How do I calculate the accuracy of my Vision Transformer?

107 Views Asked by At

I'm new to PyTorch, and want to find the accuracy of each epoch. I know that accuracy is # of correct predictions / the total samples, but I don't know how to integrate this into my code.:

for epoch in range(1):
epoch_losses = []
model.train()
for step, (inputs, labels) in enumerate(train_dataloader):
    optimizer.zero_grad()
    inputs, labels = inputs.to(device), labels.to(device)
    outputs = model(inputs)
    loss = criterion(outputs, labels)
    loss.backward()
    optimizer.step()
    epoch_losses.append(loss.item())
if epoch % 1 == 0:  # For every epoch
    print(f">>> Epoch {epoch+1} train loss: ", np.mean(epoch_losses))
    epoch_losses = []
    model.eval()
    epoch_losses = []

    for step, (inputs, labels) in enumerate(test_dataloader):
        # Unpack the tuple
        inputs = inputs.to(device)
        labels = labels.to(device)

        outputs = model(inputs)
        loss = criterion(outputs, labels)
        epoch_losses.append(loss.item())
    print(f">>> Epoch {epoch+1} test loss: ", np.mean(epoch_losses))
2

There are 2 best solutions below

0
On BEST ANSWER

To calculate the accuracy of your Vision Transformer model, you need to keep track of the number of correct predictions during both training and testing epochs. Then, you can divide the total number of correct predictions by the total number of samples to get the accuracy.

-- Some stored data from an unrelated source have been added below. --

PR #811, opened 2024-06-27
[XRI3] Adding tracked pose driver extensions

AMollis:
# Overview

Adding tracked pose driver extensions. These will help improve "tracking status" queries across interactors.  It also exposes a way for callers to obtain the "cached tracking status" on the HandPoseDriver.

### DIFF
--- a/org.mixedrealitytoolkit.input/Tracking/TrackedPoseDriverExtensions.cs
+++ b/org.mixedrealitytoolkit.input/Tracking/TrackedPoseDriverExtensions.cs
@@ -46,7 +46,7 @@ namespace MixedReality.Toolkit.Input
         /// </remarks>
         public static InputTrackingState GetInputTrackingState(this TrackedPoseDriver driver)
         {
-            // If the driver is a HandPoseDriver, return the cached value, istead of hitting the overhead of querying the action.
+            // If the driver is a HandPoseDriver, return the cached value, instead of hitting the overhead of querying the action.
             if (driver is HandPoseDriver handPoseDriver)
             {
                 return handPoseDriver.CachedTrackingState;
--- a/org.mixedrealitytoolkit.input/Tracking/TrackedPoseDriverExtensions.cs
+++ b/org.mixedrealitytoolkit.input/Tracking/TrackedPoseDriverExtensions.cs
@@ -61,7 +61,7 @@ namespace MixedReality.Toolkit.Input
         /// </summary>
         /// <remarks>
         /// If the <see cref="TrackedPoseDriver"/> has no tracking state action or the action has no bindings, it will return `<see cref="InputTrackingState.Position"/> |
-        /// <see cref="InputTrackingState.Rotation"/>`. If the action is enabled, it will return `<see cref="InputTrackingState.None"/>`. If the action has controls, it will return the value of the action.
+        /// <see cref="InputTrackingState.Rotation"/>`. If the action is disabled, it will return `<see cref="InputTrackingState.None"/>`. If the action has controls, it will return the value of the action.
         /// </remarks>
         internal static InputTrackingState GetInputTrackingStateNoCache(this TrackedPoseDriver driver)
         {
--- a/org.mixedrealitytoolkit.input/Tracking/TrackedPoseDriverExtensions.cs
+++ b/org.mixedrealitytoolkit.input/Tracking/TrackedPoseDriverExtensions.cs
@@ -68,7 +68,7 @@ namespace MixedReality.Toolkit.Input
             // Note, that the logic in this class is meant to reproduce the same logic as the base. The base
             // `TrackedPoseDriver` also sets the tracking state in a similar manner. Please see 
             // `TrackedPoseDriver::ReadTrackingState`. Replicating this logic in a subclass is not ideal, but it is
-            // necessary since the base class does not expose the tracking static update logic.
+            // necessary since the base class does not expose its tracking status field.
 
             var trackingStateAction = driver.trackingStateInput.action;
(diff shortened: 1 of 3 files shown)


org.mixedrealitytoolkit.input/Tracking/TrackedPoseDriverExtensions.cs
```diff
@@ -0,0 +1,97 @@
...
+        public static bool TryGetTrackingState(this TrackedPoseDriver driver, out InputTrackingState state)
+        {
+            state = InputTrackingState.None;
+            var trackingStateAction = driver.trackingStateInput.action;
+            if (trackingStateAction == null || trackingStateAction.bindings.Count == 0)
+            {
+                return false;
+            }
+
+            if (trackingStateAction.enabled)
```
whebertML, line 26: Should this be `if (!trackingStateAction.enabled)`?

org.mixedrealitytoolkit.input/Tracking/TrackedPoseDriverExtensions.cs
```diff
@@ -0,0 +1,97 @@
...
+            return GetInputTrackingStateNoCache(driver);
+        }
+
+
+        /// <summary>
+        /// Gets the tracking state of the <see cref="TrackedPoseDriver"/>, avoid reading value for internal caches.
+        /// </summary>
+        /// <remarks>
+        /// If the <see cref="TrackedPoseDriver"/> has no tracking state action or the action has no bindings, it will return `<see cref="InputTrackingState.Position"/> |
+        /// <see cref="InputTrackingState.Rotation"/>`. If the action is enabled, it will return `<see cref="InputTrackingState.None"/>`. If the action has controls, it will return the value of the action.
```
whebertML, line 64: "If the action is `disabled`, it will return InputTrackingState.None?

org.mixedrealitytoolkit.input/Tracking/TrackedPoseDriverExtensions.cs
```diff
@@ -0,0 +1,97 @@
...
+        /// <summary>
+        /// Gets the tracking state of the <see cref="TrackedPoseDriver"/>.
+        /// </summary>
+        /// <remarks>
+        /// If the <see cref="TrackedPoseDriver"/> has no tracking state action or the action has no bindings, it will return `<see cref="InputTrackingState.Position"/> |
+        /// <see cref="InputTrackingState.Rotation"/>`. If the action is enabled, it will return `<see cref="InputTrackingState.None"/>`. If the action has controls, it will return the value of the action.
+        /// </remarks>
+        public static InputTrackingState GetInputTrackingState(this TrackedPoseDriver driver)
+        {
+            // If the driver is a HandPoseDriver, return the cached value, istead of hitting the overhead of querying the action.
```
ms-RistoRK, line 49:
```suggestion
            // If the driver is a HandPoseDriver, return the cached value, instead of hitting the overhead of querying the action.
```

org.mixedrealitytoolkit.input/Tracking/TrackedPoseDriverExtensions.cs
ms-RistoRK, line 64:
```suggestion
        /// <see cref="InputTrackingState.Rotation"/>`. If the action is disabled, it will return `<see cref="InputTrackingState.None"/>`. If the action has controls, it will return the value of the action.
```

org.mixedrealitytoolkit.input/Tracking/TrackedPoseDriverExtensions.cs
ms-RistoRK: I think this is correct as it is because TrackedPoseDriver::ReadTrackingState() `"// Treat a disable action as the default None value for the ReadValue call"` as in:
image
Meaning that a disabled `trackingStateAction` can be queried for tracking state and the result be InputTrackingState.None and since this is a `TryGetTrackingState` method then this logic will return true (can be queried) and the value will be InputTrackingState.None.  @AMollis Do you concur?

org.mixedrealitytoolkit.input/Tracking/TrackedPoseDriverExtensions.cs
```diff
@@ -0,0 +1,97 @@
...
+            state = (InputTrackingState)trackingStateAction.ReadValue<int>();
+            return true;
+        }
+
+        /// <summary>
+        /// Gets the tracking state of the <see cref="TrackedPoseDriver"/>.
+        /// </summary>
+        /// <remarks>
+        /// If the <see cref="TrackedPoseDriver"/> has no tracking state action or the action has no bindings, it will return `<see cref="InputTrackingState.Position"/> |
+        /// <see cref="InputTrackingState.Rotation"/>`. If the action is enabled, it will return `<see cref="InputTrackingState.None"/>`. If the action has controls, it will return the value of the action.
```
whebertML, line 45:
```suggestion
/// <see cref="InputTrackingState.Rotation"/>`. If the action is disabled, it will return `<see cref="InputTrackingState.None"/>`. If the action has controls, it will return the value of the action.
```

org.mixedrealitytoolkit.input/Tracking/TrackedPoseDriverExtensions.cs
AMollis: Ooops!!!  typo will fix

ms-RistoRK (approved):

AMollis:
@whebertML .... I've addressed your change requests

shaynie (approved):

Here's how you can modify your code to calculate accuracy during each epoch:

import torch

for epoch in range(num_epochs):
    epoch_losses = []
    correct_predictions = 0
    total_samples = 0
    
    # Training phase
    model.train()
    for step, (inputs, labels) in enumerate(train_dataloader):
        optimizer.zero_grad()
        inputs, labels = inputs.to(device), labels.to(device)
        outputs = model(inputs)
        loss = criterion(outputs, labels)
        loss.backward()
        optimizer.step()
        epoch_losses.append(loss.item())
        
        # Calculate accuracy during training
        _, predicted = torch.max(outputs, 1)
        correct_predictions += torch.sum(predicted == labels).item()
        total_samples += labels.size(0)

    train_accuracy = correct_predictions / total_samples
    
    # Validation phase
    model.eval()
    epoch_losses = []
    correct_predictions = 0
    total_samples = 0
    
    with torch.no_grad():
        for step, (inputs, labels) in enumerate(test_dataloader):
            inputs = inputs.to(device)
            labels = labels.to(device)

            outputs = model(inputs)
            loss = criterion(outputs, labels)
            epoch_losses.append(loss.item())
            
            # Calculate accuracy during validation
            _, predicted = torch.max(outputs, 1)
            correct_predictions += torch.sum(predicted == labels).item()
            total_samples += labels.size(0)

    test_accuracy = correct_predictions / total_samples
    
    print(f">>> Epoch {epoch+1} train loss: {np.mean(epoch_losses)} train accuracy: {train_accuracy}")
    print(f">>> Epoch {epoch+1} test loss: {np.mean(epoch_losses)} test accuracy: {test_accuracy}")

In this code:

  • correct_predictions keeps track of the number of correct predictions.
  • total_samples keeps track of the total number of samples.
  • torch.max(outputs, 1) finds the index of the maximum value along the predicted axis.
  • torch.sum(predicted == labels).item() calculates the number of correct predictions in a batch.

Finally, you compute accuracy by dividing the total number of correct predictions by the total number of samples.

0
On

Since you said its a 5 class problem, your output tensor should have the shape [1,5]. Do a torch.max on the output tensor.

#This is assuming that the num of classes is in dim 1
_, pred = torch.max(scores, dim=1) 

The first output will be the value and the second - which is what we need - will be the index of the most probable class. Next, do a direct comparison with your Ground Truth label.

if pred == labels:
   correct_predictions+=1

Then, average it out for your entire val/train set.

This is just a skeleton; you may have to change it to suit your particular setting.